3. 3. A method for detecting pegoverine enzyme activity by mass spectrometry according to claim 1, wherein the incubation temperature in step S1 is 25-45 ℃, preferably 37 ℃; The incubation time is 30-90min, preferably 60min; the shaking speed is 500-900rpm, preferably 700rpm.
4. 4. A method for detecting pegoverine enzyme activity by mass spectrometry according to claim 1, wherein the internal standard in the step S2 is alpha-methyl cinnamic acid, and the internal standard extract is a methanol solution containing 3.5-4.5. Mu. Mol/L alpha-methyl cinnamic acid.
5. 5. The method for detecting pegoverine enzyme activity by mass spectrometry according to claim 1, wherein in the step S3, the liquid chromatography condition is that a chromatographic column adopts a C18 column, a mobile phase A is pure water, a mobile phase B is 0.1% methanolic formate, and gradient elution is adopted; Preferably, the gradient elution procedure is that the mobile phase A is reduced from 80% to 2%, the mobile phase B is increased from 20% to 98%, the mobile phase A is maintained to be 2%, the mobile phase B is maintained to be 98%, the mobile phase A is increased from 2% to 80%, the mobile phase B is reduced from 98% to 20%, the mobile phase A is maintained to be 80%, and the mobile phase B is maintained to be 20% for 2.10-2.50 min, wherein the gradient elution procedure is 0-1.20 min, the mobile phase A is maintained to be 2% and the mobile phase B is maintained to be 98% for 1.20-2.00 min.
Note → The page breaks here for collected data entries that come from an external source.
PR #1399, opened 2024-01-24
use Docker for two separate workflows

BeritJanssen:
The branch splits the unit tests up in a frontend / backend component, so that they can be run in parallel. It was easiest to set this up using Docker. The images built for this purpose will be cached, so it should be pretty fast.


JeltevanBoheemen (approved):
That's awesome! We should change the required checks when this is merged:
image

PR #1402, opened 2024-01-26
lazy load document tags

### LINKED ISSUE #1319: Tags: only request document tags when needed
The logic of fetching document tags in https://github.com/UUDigitalHumanitieslab/I-analyzer/pull/1199 was something I intended to change later, but then forgot about.

Right now, document tags are fetched whenever a `FoundDocument` is created in the frontend, but this should only happen when the tags are actually used.

In practice, tags are only visible when you open a document, so when you load a page of search results, you don't need to load the tags for all 20 documents on the page. Right now, though, those tags are requested regardless, so every page makes 20 requests to the backend to get the tags for each document.

This _could_ be resolved easily by just defining `document.tags$` as an observable with `shareReplay(1)`, but then you have the issue that you need to update the value of `tags$` when users add and remove documents.

lukavdplas:
close #1319


frontend/src/app/models/found-document.ts
```diff
@@ -37,7 +39,13 @@ export class FoundDocument {
         this.relevance = hit._score / maxScore;
         this.fieldValues = Object.assign({ id: hit._id }, hit._source);
         this.highlight = hit.highlight;
-        this.fetchTags();
+
+        const created$ = timer();
```
JeltevanBoheemen, line 43: Could you explain the use of this `timer`?

frontend/src/app/models/found-document.ts
```diff
@@ -74,24 +82,28 @@ export class FoundDocument {
...
     }
 
     removeTag(tag: Tag): void {
-        const newTags = _.without(this.tags$.value, tag);
-        this.setTags(newTags);
+        this.tags$.pipe(
+            take(1),
+            map(tags => _.without(tags, tag)),
+            mergeMap(tags => this.setTags(tags)),
+            tap(() => this.tagsChanged$.next()),
```
JeltevanBoheemen, line 98: As a personal preference I would put this in the `subscribe` block, avoid another `pipe` part

PR #65, opened 2016-05-12
Enabling support for alternative core profiles i.e. 4.1. User is resp…

sjm324:
…onsible for requesting a forward compatible core profile if changing the default 3.3 core.

I ended up needing certain features for `4.x` and related `ARB` extensions in another project.  I don't really understand the full implications of this form of update so it may not be stable / appropriate to include in the upstream.

1. Default profile requested is still core 3.3.
2. Screen default arguments in constructor can be changed to request e.g. 4.1.
3. Requests for forward compatible and core profile remain as is (and will fail if an invalid profile is requested).
4. A not so clean example of how to use it in `example2`.  There is almost certainly a way to do this using more elegant C++11 features, but I don't know how to only specify two default args at the end.

### DIFF
--- a/include/nanogui/screen.h
+++ b/include/nanogui/screen.h
@@ -61,7 +61,7 @@ public:
      * \param glMajor
      *    The requested OpenGL Major version number.  Default is 3, if changed
      *    the value must correspond to a forward compatible core profile (for
-     *    portability reasons).  For example, set this to 4 and glMinor to 1
+     *    portability reasons).  For example, set this to 4 and \ref glMinor to 1
      *    for a forward compatible core OpenGL 4.1 profile.  Requesting an
      *    invalid profile will result in no context (and therefore no GUI)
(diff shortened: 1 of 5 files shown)


wjakob:
Can you also add these extra arguments and their default values to the Python bindings? Otherwise, you'll break the included example projects.

sjm324:
Oops sorry!  Just added them, `example2` was mirrored to match the cpp side.  It works fine for me on linux and osx, but I am having trouble building it on Win64 with MSVC 2015; error [C2228](https://msdn.microsoft.com/en-us/library/3y365xw6.aspx). I don't think I caused that, but it may be worth verifying.  I'm also not the greatest at getting things to build on Windows...

wjakob:
Looks great, thank you. The CI build bots didn't complain, so I suppose the C2228 error was something on your end.

PR #66, opened 2016-05-17
Suppress warnings from external libraries

jslee02:
[Compiling Eigen with modern compilers generates a lot of warnings as `class std::binder2nd` is deprecated](http://stackoverflow.com/questions/30535933/eigen-gcc-5-class-stdbinder2nd-is-deprecated), and [it seems it's fixed in upstream](http://eigen.tuxfamily.org/bz/show_bug.cgi?id=872). So the warnings could be suppressed if `nanogui` use the patched Eigen version. However, I would suggest skipping warnings from external libraries in general because it's their responsibility.

This PR switch `nanogui` to skip the warnings from external libraries using [CMake's `SYSTEM` option in `include_directories`](https://cmake.org/cmake/help/v3.0/command/include_directories.html).

### DIFF
--- a/CMakeLists.txt
+++ b/CMakeLists.txt
@@ -122,7 +122,7 @@ if (NANOGUI_USE_GLAD)
     set_source_files_properties("${CMAKE_CURRENT_SOURCE_DIR}/ext/glad/src/glad.c"
       PROPERTIES COMPILE_FLAGS "/wd4055 ")
   endif()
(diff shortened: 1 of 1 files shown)


wjakob:
That seems like a rather hacky solution IMHO -- these are not system header files. The better way will be to wait for Eigen 3.3, which is out any day now.

PR #68, opened 2016-05-17
Enable coroutine support on every platform

mrzv:


wjakob:
A comment: let's enable coroutines on Mac and Linux, but not on Windows.

wjakob:
Processing events on a different thread there is fine AFAIK.

wjakob:
(I think I actually tested your example3 at some point)

mrzv:
How do you check for Linux in your code?

wjakob:
```
#if defined(__linux__)
...
#endif
```

mrzv:
Ok, I think I got it now.

wjakob:
thanks!

Issue #67, opened 2016-05-17
Suggestion: Removing external libraries from this repo


jslee02:
I would love to use `nanogui` in my projects for graphical applications. As `nanogui` is, my project is also dependent on Eigen, and it makes a bit difficult to build them together. I understand that having all the external libraries in the same repo is very convenient when developing the library. However, it could cause dependency conflicts when the they have common dependencies.

To avoid this problem, I would like to suggest removing all the external libraries from this repo and changing `nanogui` to build with installed libraries using CMake `find_package`.

If this makes sense to you, then I'm willing to help the change. Please let me know what you think. Thanks!

wjakob:
I'd like to keep the dependencies there to make building the project absolutely straightforward. What I would accept is a PR which adds a flag to the CMakeLists.txt that can be used to specify a directory to an alternative Eigen directory that is used instead.

wjakob:
(Closing this issue, since there is no defect in the software.)

Issue #57, opened 2016-04-14
Remove dependencies?


fcvarela:
Hi, is there any reason this packs and builds against its own fork of (at least) glew and glfw? This is very common with ui toolkits (dearimgui notable exception), but it makes it near impossible to use them with any pre-existing app/renderer/engine/etc.

wjakob:
The reason is to make it trivial to drop into a new project and have a GUI from the get-go. Feel free to fork the project and remove them, but I plan to keep the main repository the way it is.

fcvarela:
Got it, makes sense. Thanks!

Issue #38, opened 2015-12-21
Add own event struct that exclude dependency from glfw in widgets


dalerank:
What you this about subj?
It may be need to add event converter from glfw event to custom event, but will do code clear and more portable. 

Thanks

wjakob:
Please feel free to fork nanogui and make such changes. However, I plan to keep the GLFW dependency for the main software package.

Issue #28, opened 2015-11-30
The framework is good but is to much tightly coupled very hard to embed it to other application 


meiry:
it is light and nice framework , but when trying to embed it to another application which already init glfw3 , there is need to mix the hosting app code  into Screen class ,   
this is pain , design as i see it and know should be flexible to add the framework into other .

wjakob:
Well, this is not a very helpful bug report. The Screen class specifically has support for working with an already GLFW context.

If you don't like it, you are welcome to submit improvements.

meiry:
Don't get me wrong , it is not bug only suggestion , 
the framework is great and very well written  but it is very hard to GUI layer and embed it .

wjakob:
Ok, I understand. Unfortunately my resources are very limited to work on suggestions. I do, however, accept patches if they contribute useful functionality or architectural improvements. Feel free to start a new pull request.

PR #72, opened 2016-06-16
Allowing different Eigen lib to be used

r-chris:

6. 6. The method for detecting pegvavilia enzyme activity by mass spectrometry according to claim 1, wherein the mass spectrometry conditions in the step S2 are electrospray ion source, negative ion mode and selective reaction monitoring mode.
7. 7. The method for detecting pegvavilia enzyme activity by mass spectrometry according to claim 1, wherein in the step S3, the liquid chromatography-tandem mass spectrometry is performed, a standard sample, a blank control sample and a sample to be detected are sequentially subjected to sample injection detection, and the peak area ratio of trans-cinnamic acid to an internal standard in each sample is recorded.
8. 8. The method for detecting pegvavle enzyme activity by mass spectrometry according to claim 1, wherein the step S4 comprises the steps of: s41, preparing trans-cinnamic acid standard solutions with serial concentrations, performing liquid chromatography-tandem mass spectrometry detection after processing according to steps S1-S3, recording the peak area ratio of trans-cinnamic acid and an internal standard in each standard solution, and establishing a standard curve according to the peak area ratio and the trans-cinnamic acid concentration; S42, substituting the peak area ratio of the sample to be detected obtained in the step S3 into the standard curve established in the step S41, and calculating the generation amount of trans-cinnamic acid; S43, calculating to obtain the activity of pegvavlase according to the generation amount of trans-cinnamic acid; specific calculation formula, enzyme activity (U/L) =c/t×f; Wherein, C is the concentration (mu mol/L) of trans-cinnamic acid calculated by a standard curve, t is the incubation time (min), and F is the mass spectrum detection reaction coefficient.
9. 9. The method of claim 1, wherein the sample to be tested in step S1 comprises one of pure enzyme standard, pharmaceutical preparation of pegvaprex, serum, plasma or tissue fluid.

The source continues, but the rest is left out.